Is Israel the Problem?

Amir Taheri,
Commentary Magazine

Fifteen years ago, after the first defeat of Saddam Hussein and the liberation of Kuwait, President George H.W. Bush and his Secretary of State James Baker faced the question of how best to exploit the American victory as a means of stabilizing the Middle East. The obvious course would have been to deploy the immensely enhanced prestige of the United States, backed by its unprecedented military presence in the Persian Gulf, to help create new and durable security structures in a region regarded as vital to American national interests.[..]

But nothing of the sort was ever considered in Washington. Instead, as Baker declared in September 1991, the administration would go for “the big thing”: that is, finding a solution to the century-old conflict between the Jews and the Arabs. The result was the Madrid conference, an impressive show of heads of state but, as the decade’s subsequent events would prove, a wholly counterproductive exercise in peacemaking.

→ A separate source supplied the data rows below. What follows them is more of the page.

PR #41, opened 2020-12-11
Introduce snapshot tests

tomasmarciulionis:


android/app/build.gradle
```diff
@@ -66,4 +73,8 @@ dependencies {
     implementation 'androidx.lifecycle:lifecycle-runtime-ktx:2.2.0'
     implementation 'androidx.lifecycle:lifecycle-viewmodel-ktx:2.2.0'
     implementation 'androidx.activity:activity-ktx:1.1.0'
+    implementation 'junit:junit:4.13.1'
```
justasm, line 76: These could be `androidTestImplementation`, right?

tomasmarciulionis: Tried that but no. Not sure exactly why but when the test tries to make screenshot, app doesn't come to expected state ("CREATED").

absimas:
Please avoid such repetitive and unclear commits like. Our commit tree becomes pretty messy :disappointed: 

You can do that with interactive rebasing and squash/fixup commits together.

image

PR #42, opened 2020-12-11
Android CI changes

absimas:


justasm:
Seems reasonable! What happens when the PR changes only iOS code yet the Android build workflow check is required to merge PRs?

absimas:
Great question. Couldn't find a good way to do that and it seems that statuses are simply stuck like on this PR.

If this becomes a problem I guess we can disable check requirements and use common sense / require more reviews when merging.

Maybe even a github action that approves a PR when statuses it deems necessary have passed.

PR #237, opened 2023-04-05
Integration of MCP login

quaxsze:
fix https://github.com/etalab/data.gouv.fr/issues/1067


udata_front/settings.py
```diff
@@ -46,5 +46,14 @@
...
 CAPTCHETAT_TOKEN_CACHE_KEY = 'captchetat-bearer-token'
 
+# MonComptePro
+
+# You can activate MonComptePro SSO, a moncomptepro.beta.gouv.fr login integration
+MONCOMPETPRO_OPENID_CONF_URL = None
+MONCOMPETPRO_SCOPE = None
+MONCOMPETPRO_CLIENT_ID = None
+MONCOMPETPRO_CLIENT_SECRET = None
+MONCOMPETPRO_REDIRECT_URL = None
```
maudetes, line 56: We don't use it, do we?

udata_front/views/mcp.py
```diff
@@ -0,0 +1,42 @@
...
+from udata.i18n import I18nBlueprint
+from udata_front.frontend import oauth
+from udata.models import datastore
+from udata.auth import login_user
+
+
+blueprint = I18nBlueprint('mcp', __name__, url_prefix='/mcp')
+
+
+@blueprint.route('/login', endpoint='login')
```
maudetes, line 11: What about logout? Should we do anything when logging out of udata or MCP ?

udata_front/views/mcp.py
```diff
@@ -0,0 +1,42 @@
...
+def auth():
+    client = oauth.create_client('mcp')
+    if not client:
+        abort(404)
+
+    token = client.authorize_access_token()
+    mcp_user = token.get('userinfo')
+    if not mcp_user:
+        mcp_user = client.userinfo()
+    user = datastore.find_user(email=mcp_user['email'])
```
maudetes, line 31: It makes it really simple that we use email as id between our model and MCP :clap:

maudetes (commented):
It seems to work nicely! :muscle: I have some questions but nothing blocking.
Would be nice to have @rdubigny take a look at this if possible :)

udata_front/theme/gouvfr/templates/security/login_user.html
```diff
@@ -41,7 +41,19 @@ <h1 class="fr-h4 fr-mb-0">{{ _('Log in') }}</h1>
                             </p>
                             {% endif %}
                         </div>
-                </form>
+                    </form>
+                    <form class="form" method="get" action="{{ url_for('mcp.login') }}">
```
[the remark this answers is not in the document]
maudetes: > The button should also be displayed on the register form.

maudetes (commented):
Feedback from @rdubigny that seemed content :)

> I would have added a a test to check that a user that doesn't have a paswword can't login without one

maudetes (approved):
:clap: :clap:

CHANGELOG.md
```diff
@@ -2,6 +2,10 @@
 
 ## Current (in progress)
 
+- MonComptePro SSO integration [#237](https://github.com/etalab/udata-front/pull/237):
+    - New button on login and register page
```
maudetes, line 6: Maybe just mention that it's optional, if some configs are set?

maudetes (approved):
:clap: 
Seems nice ! :)

PR #239, opened 2023-04-17
Add version in js chunk file name

maudetes:
Applies to _commonjsHelpers only in our case.

It allows us to version this file, preventing using a previous cached version that has changed.

### DIFF
--- a/.circleci/config.yml
+++ b/.circleci/config.yml
@@ -29,7 +29,7 @@ jobs:
           command: |
             virtualenv venv
             source venv/bin/activate
-            pip install setuptools==66.1.1
+            pip install --force-reinstall setuptools==66.1.1
             pip install pip-tools
       - run:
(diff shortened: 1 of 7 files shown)


nicolaskempf57 (approved):

maudetes:
`_commonjsHelpers-legacy.js` being loaded in raw.html, we need to find a way to load it with its correct name (manifest, package version, etc.)

maudetes (commented):
We've opted for using the package version in the chunk file names, thus having the `[name].[version].js` pattern.
We use bumpr to keep the version number in sync when releasing.
We've added an option in theme_static to use this pattern instead of the default dummy param version (`?_=version`).

Additionally, I've had an issue with setuptools version being installed. I'm unclear why, but it seems that it doesn't use the specify version if we don't do a force-reinstall.

PR #241, opened 2023-04-24
Handle previous discussion urls

nicolaskempf57:
Close https://github.com/etalab/data.gouv.fr/issues/1078


maudetes (approved):
Thank you for this fix! :pray:

It would be nice to have some tests on correct hash behavior, but we can do that in a second iteration

PR #244, opened 2023-04-25
Move theme to gouvfr

nicolaskempf57:
This PR moves the `theme` folder from udata-front root to `gouvfr` theme folder.

It also adds some glob to ease the use of udata-front with another theme.

Close https://github.com/etalab/data.gouv.fr/issues/565


nicolaskempf57:
> I wonder if we should rename the second `theme` directory in `udata_front/theme/${theme}/theme/...` for clarity?

I agree, I think we can rename it to `assets`. What do you think ?

crowdin.yml
```diff
@@ -2,5 +2,5 @@ files:
   - source: /udata_front/theme/gouvfr/translations/gouvfr.pot
     translation: >-
       /udata_front/theme/gouvfr/translations/%two_letters_code%/LC_MESSAGES/%file_name%.po
-  - source: /theme/js/locales/en.json
```
maudetes, line 5: We'll need to update vue-i18n-extract.config.js as well

maudetes (approved):
Aside from one comment, seems to work nicely :)

crowdin.yml
nicolaskempf57: Because `vue-i18n-extract` wants a glob and we must also match `udata-front-plugins-helper`, I had to slightly change the match so it's targeting any `.js` or `.vue` file in a `js` folder in any folder in `udata_front` and not in `udata_front/theme`. I can change the `js`folder check to `assets` too but I don't know if it's better.

maudetes: Seems fine!

PR #259, opened 2023-05-23
Fix tooltip accessibility

nicolaskempf57:
This improves the accessibility of our tooltip implementation, adds a new toggletip component and uses the toggletip in place of existing tooltips.

Close https://github.com/etalab/data.gouv.fr/issues/924


maudetes (approved):
Seems to work nicely :)

For later, do you think that we still need to use the hack we [introduced over there](https://github.com/etalab/udata-front/blob/master/CHANGELOG.md#2011-2022-09-02) on z-index results ?

PR #265, opened 2023-06-12
Fix tab sequence

nicolaskempf57:
This PR prevents tabbing inside a file component when it's hidden.

It also locks the read-more button at the bottom of its container.

Close https://github.com/etalab/data.gouv.fr/issues/1087


udata_front/theme/gouvfr/assets/js/components/utils/read-more.vue
```diff
@@ -11,8 +11,10 @@ A very simple component that display its content up to a maximum height and then
 -->
 
 <template>
-  <div ref="container" class="read-more" :class="{expand: expanded}" :style="{height: containerHeight + 'px'}">
-    <slot></slot>
+  <div class="relative">
+    <div ref="container" class="read-more" :class="{expand: expanded}" :style="{height: containerHeight + 'px'}">
```
maudetes, line 15: I think you may need to change the height of the shading, it cuts a bit too soon when reading more.
Ex [on the SIREN](http://dev.local:7000/fr/datasets/base-sirene-des-entreprises-et-de-leurs-etablissements-siren-siret/)
image

maudetes (commented):
Thank you, the tabulation seems to work well on resources now, it's actually quite satisfying :)

udata_front/theme/gouvfr/assets/js/components/utils/read-more.vue
nicolaskempf57: I forgot to update the CSS after the HTML changes. Done.

maudetes (approved):
:pray:

PR #273, opened 2023-06-26
Add captcha on forgot password page

quaxsze:


maudetes (commented):
When having `SECURITY_RETURN_GENERIC_RESPONSES=True`, it returns `Instructions to reset your password have been sent to ..`, even if Captcha Fails (and mail hasn't been sent).

We should first check for the captcha result before returning the generic sentence.

quaxsze:
PR closed due to the degradation of the user's xp when using captcha with flask-security generic responses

The two key analytical assumptions that led to Madrid were, first, that the Arab-Israeli conflict was the issue, the Ur-issue, of Middle Eastern politics and, second, that all the other issues in the region were inextricably linked to it. Despite everything that has happened in the interim to disprove these two assumptions, they still underlie the thinking of diplomats today. Most recently, they were repeated almost word for word in the long-awaited report of the Iraq Study Group (ISG) headed by the very same James Baker. CONTINUE

February 22, 2007 | 1 Comment »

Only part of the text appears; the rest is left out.